TASK STATEMENT - Examine the records and identify each line that includes the string "Identity". Copy those lines.
══ PROVIDED DATA ══
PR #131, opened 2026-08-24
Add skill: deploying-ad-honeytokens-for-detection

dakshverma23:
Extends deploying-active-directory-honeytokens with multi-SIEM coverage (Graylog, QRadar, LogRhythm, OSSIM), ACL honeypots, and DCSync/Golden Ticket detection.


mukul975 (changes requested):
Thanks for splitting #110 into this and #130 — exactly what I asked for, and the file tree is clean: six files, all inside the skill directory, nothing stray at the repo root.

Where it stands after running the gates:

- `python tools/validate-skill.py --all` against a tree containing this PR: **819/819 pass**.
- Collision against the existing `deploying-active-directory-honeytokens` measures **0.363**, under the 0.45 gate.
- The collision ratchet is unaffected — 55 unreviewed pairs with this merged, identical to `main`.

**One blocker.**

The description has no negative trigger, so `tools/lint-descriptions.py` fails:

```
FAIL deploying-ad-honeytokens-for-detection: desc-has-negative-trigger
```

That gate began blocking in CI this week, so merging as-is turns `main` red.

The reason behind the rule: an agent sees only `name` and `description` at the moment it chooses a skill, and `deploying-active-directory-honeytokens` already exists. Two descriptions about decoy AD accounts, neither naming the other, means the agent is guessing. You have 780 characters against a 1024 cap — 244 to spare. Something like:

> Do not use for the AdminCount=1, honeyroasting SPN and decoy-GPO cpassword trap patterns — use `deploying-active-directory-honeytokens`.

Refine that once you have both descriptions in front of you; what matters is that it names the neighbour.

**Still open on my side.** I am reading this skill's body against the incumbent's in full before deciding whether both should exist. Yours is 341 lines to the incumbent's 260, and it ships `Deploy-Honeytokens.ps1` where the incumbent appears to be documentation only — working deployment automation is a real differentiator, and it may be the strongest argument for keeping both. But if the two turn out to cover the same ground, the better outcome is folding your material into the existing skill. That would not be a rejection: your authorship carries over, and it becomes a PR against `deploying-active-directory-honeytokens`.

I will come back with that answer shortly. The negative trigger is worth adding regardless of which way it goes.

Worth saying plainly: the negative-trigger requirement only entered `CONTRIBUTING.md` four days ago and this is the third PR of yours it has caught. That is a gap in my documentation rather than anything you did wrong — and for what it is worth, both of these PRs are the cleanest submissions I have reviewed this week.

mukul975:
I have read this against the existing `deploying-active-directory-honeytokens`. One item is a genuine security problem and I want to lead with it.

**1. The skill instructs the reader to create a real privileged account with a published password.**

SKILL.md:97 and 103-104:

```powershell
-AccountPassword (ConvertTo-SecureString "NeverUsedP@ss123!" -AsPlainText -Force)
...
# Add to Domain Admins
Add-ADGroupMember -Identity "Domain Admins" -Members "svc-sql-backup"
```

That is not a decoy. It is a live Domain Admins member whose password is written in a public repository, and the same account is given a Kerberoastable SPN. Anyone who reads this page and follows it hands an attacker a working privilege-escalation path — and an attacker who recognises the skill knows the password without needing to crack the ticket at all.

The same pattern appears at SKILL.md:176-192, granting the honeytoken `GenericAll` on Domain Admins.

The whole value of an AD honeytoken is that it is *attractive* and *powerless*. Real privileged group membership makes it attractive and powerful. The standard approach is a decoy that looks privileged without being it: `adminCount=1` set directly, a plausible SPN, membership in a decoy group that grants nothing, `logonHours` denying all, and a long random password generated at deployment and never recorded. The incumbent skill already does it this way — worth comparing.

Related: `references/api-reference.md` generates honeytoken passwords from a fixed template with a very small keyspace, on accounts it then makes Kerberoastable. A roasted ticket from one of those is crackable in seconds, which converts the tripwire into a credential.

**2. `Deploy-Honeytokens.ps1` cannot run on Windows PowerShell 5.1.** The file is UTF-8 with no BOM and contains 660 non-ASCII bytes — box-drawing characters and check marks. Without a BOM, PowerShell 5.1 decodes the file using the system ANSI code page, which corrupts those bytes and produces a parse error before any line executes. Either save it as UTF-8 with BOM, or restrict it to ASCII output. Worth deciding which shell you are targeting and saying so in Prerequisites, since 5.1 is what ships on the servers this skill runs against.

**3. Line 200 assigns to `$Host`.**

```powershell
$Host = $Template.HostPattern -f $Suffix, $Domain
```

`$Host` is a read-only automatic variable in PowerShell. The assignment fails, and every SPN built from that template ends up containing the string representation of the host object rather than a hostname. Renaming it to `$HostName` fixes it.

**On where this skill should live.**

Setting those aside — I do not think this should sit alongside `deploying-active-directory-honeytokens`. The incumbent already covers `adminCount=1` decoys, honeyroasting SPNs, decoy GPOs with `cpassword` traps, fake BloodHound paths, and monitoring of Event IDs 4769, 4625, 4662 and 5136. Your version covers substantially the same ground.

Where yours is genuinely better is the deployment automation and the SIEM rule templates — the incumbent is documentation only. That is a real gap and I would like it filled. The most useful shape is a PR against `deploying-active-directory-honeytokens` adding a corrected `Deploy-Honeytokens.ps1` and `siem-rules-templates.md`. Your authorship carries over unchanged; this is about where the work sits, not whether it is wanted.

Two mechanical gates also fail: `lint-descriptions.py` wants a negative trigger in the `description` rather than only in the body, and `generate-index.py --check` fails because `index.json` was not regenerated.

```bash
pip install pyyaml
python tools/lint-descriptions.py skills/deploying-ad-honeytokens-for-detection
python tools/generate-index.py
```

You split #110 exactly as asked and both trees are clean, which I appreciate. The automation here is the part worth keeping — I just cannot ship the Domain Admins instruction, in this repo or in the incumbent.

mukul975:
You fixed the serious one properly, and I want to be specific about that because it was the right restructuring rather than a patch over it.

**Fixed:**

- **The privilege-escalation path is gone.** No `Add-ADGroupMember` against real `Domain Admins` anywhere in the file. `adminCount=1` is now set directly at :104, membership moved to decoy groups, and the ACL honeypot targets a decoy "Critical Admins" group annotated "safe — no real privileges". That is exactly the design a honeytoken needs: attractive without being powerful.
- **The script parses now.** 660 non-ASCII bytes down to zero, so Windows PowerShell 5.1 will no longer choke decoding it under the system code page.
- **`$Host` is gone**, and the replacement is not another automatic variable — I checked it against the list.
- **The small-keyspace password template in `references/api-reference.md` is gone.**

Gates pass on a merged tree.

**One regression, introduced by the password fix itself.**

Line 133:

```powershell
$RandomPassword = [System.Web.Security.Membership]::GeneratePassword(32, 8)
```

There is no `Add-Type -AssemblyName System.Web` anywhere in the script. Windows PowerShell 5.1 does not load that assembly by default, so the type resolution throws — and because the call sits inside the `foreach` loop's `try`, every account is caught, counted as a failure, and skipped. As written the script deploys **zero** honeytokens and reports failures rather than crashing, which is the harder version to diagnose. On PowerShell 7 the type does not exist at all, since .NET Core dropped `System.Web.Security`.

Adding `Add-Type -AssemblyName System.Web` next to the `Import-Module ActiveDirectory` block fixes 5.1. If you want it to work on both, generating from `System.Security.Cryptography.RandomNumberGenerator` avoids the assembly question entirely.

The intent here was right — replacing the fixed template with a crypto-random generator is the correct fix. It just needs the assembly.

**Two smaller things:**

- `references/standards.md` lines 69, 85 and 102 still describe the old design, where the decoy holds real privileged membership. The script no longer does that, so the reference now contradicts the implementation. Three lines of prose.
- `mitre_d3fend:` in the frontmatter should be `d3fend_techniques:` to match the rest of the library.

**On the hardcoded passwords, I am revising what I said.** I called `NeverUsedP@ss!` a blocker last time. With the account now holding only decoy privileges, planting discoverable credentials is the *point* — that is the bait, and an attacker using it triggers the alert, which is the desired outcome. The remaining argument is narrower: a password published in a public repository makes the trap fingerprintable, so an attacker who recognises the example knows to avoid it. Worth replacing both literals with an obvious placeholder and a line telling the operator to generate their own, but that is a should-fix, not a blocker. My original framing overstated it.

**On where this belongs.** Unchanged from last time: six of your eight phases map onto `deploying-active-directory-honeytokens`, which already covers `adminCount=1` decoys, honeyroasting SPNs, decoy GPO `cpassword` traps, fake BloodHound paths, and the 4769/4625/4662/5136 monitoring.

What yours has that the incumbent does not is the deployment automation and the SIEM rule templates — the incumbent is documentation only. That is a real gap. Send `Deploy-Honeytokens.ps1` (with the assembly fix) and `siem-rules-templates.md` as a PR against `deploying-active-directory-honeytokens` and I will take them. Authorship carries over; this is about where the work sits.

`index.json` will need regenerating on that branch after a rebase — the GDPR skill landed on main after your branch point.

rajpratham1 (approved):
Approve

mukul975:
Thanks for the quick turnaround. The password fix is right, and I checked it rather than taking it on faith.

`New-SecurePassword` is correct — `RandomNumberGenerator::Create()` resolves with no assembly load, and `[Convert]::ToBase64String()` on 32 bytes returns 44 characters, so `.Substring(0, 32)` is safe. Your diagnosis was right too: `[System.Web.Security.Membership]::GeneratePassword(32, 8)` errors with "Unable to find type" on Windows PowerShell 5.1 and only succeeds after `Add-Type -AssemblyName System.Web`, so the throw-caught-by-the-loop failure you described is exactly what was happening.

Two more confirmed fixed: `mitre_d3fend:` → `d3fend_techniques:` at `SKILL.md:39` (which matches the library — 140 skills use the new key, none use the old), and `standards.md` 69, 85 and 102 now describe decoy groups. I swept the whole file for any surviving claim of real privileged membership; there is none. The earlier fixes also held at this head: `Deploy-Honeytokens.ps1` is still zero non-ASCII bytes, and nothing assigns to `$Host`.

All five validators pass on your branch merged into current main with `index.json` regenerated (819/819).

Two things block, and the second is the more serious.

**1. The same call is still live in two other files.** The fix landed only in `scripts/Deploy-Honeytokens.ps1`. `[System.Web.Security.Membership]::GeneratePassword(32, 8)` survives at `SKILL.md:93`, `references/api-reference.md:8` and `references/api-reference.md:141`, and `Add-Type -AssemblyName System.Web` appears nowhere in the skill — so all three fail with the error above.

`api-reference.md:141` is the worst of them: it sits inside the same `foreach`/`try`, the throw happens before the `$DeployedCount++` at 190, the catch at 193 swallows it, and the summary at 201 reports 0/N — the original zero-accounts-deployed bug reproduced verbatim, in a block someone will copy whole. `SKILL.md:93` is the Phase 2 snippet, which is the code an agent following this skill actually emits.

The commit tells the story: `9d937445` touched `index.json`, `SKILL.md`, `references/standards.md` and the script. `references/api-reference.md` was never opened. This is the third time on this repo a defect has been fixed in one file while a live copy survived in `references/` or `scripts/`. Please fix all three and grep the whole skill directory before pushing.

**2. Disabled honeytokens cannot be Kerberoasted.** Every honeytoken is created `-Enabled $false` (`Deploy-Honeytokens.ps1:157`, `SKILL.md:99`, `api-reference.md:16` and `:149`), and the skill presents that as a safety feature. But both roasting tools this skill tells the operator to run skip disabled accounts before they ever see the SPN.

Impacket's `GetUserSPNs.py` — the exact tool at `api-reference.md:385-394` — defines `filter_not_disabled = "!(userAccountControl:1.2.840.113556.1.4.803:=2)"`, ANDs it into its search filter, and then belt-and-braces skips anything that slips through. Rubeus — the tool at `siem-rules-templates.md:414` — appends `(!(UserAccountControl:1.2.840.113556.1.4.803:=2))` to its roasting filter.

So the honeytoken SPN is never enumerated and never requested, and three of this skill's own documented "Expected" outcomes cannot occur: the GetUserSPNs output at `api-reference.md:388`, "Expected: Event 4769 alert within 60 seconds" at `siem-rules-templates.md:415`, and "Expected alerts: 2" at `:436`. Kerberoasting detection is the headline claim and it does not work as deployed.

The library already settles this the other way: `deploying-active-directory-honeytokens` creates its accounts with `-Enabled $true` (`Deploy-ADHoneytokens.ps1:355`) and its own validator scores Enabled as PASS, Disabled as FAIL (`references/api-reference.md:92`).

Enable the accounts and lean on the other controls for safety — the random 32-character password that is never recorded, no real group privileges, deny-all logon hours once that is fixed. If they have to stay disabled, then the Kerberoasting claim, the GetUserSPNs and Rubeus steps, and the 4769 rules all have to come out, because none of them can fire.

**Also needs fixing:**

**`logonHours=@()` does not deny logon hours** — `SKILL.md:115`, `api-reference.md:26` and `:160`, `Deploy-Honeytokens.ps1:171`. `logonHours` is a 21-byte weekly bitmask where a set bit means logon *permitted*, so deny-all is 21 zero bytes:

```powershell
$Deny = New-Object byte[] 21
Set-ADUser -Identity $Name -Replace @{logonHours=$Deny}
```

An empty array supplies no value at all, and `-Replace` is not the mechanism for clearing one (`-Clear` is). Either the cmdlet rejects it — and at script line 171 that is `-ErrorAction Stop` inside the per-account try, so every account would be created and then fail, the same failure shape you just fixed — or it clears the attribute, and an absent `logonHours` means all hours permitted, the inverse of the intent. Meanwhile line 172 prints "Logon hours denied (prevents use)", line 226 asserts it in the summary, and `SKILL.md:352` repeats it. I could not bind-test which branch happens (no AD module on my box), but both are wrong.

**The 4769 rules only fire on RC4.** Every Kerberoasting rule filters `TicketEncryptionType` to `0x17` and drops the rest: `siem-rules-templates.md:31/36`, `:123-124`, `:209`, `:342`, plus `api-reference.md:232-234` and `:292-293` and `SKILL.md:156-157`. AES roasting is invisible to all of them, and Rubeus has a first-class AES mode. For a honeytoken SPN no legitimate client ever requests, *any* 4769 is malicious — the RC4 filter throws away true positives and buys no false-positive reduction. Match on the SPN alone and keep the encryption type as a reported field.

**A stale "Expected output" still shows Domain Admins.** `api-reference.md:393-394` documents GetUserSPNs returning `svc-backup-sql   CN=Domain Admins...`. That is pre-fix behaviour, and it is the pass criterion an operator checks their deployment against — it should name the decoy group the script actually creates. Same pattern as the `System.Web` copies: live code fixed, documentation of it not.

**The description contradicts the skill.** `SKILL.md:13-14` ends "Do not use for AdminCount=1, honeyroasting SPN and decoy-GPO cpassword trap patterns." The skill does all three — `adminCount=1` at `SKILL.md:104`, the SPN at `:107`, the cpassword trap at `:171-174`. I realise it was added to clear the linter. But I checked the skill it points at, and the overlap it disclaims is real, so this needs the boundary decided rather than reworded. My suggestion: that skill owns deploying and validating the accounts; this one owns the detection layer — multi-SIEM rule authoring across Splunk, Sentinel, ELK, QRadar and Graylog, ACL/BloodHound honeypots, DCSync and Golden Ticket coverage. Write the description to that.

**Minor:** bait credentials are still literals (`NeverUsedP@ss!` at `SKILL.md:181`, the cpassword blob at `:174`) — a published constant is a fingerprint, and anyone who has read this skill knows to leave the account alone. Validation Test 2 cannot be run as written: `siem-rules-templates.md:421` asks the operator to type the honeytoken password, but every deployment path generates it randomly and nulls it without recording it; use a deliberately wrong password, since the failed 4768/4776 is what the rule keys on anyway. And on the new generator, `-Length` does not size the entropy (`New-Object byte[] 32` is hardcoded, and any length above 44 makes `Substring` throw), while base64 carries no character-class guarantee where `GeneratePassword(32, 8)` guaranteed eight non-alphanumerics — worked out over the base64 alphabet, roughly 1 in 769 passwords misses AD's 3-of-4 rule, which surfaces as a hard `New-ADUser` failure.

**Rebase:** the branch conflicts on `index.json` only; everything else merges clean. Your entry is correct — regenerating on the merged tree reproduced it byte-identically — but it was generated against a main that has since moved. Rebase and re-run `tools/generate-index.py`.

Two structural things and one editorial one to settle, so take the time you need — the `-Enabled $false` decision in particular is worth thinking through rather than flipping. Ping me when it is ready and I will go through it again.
═══
SOLUTION FOR THIS TASK -
Add-ADGroupMember -Identity "Domain Admins" -Members "svc-sql-backup"
Set-ADUser -Identity $Name -Replace @{logonHours=$Deny}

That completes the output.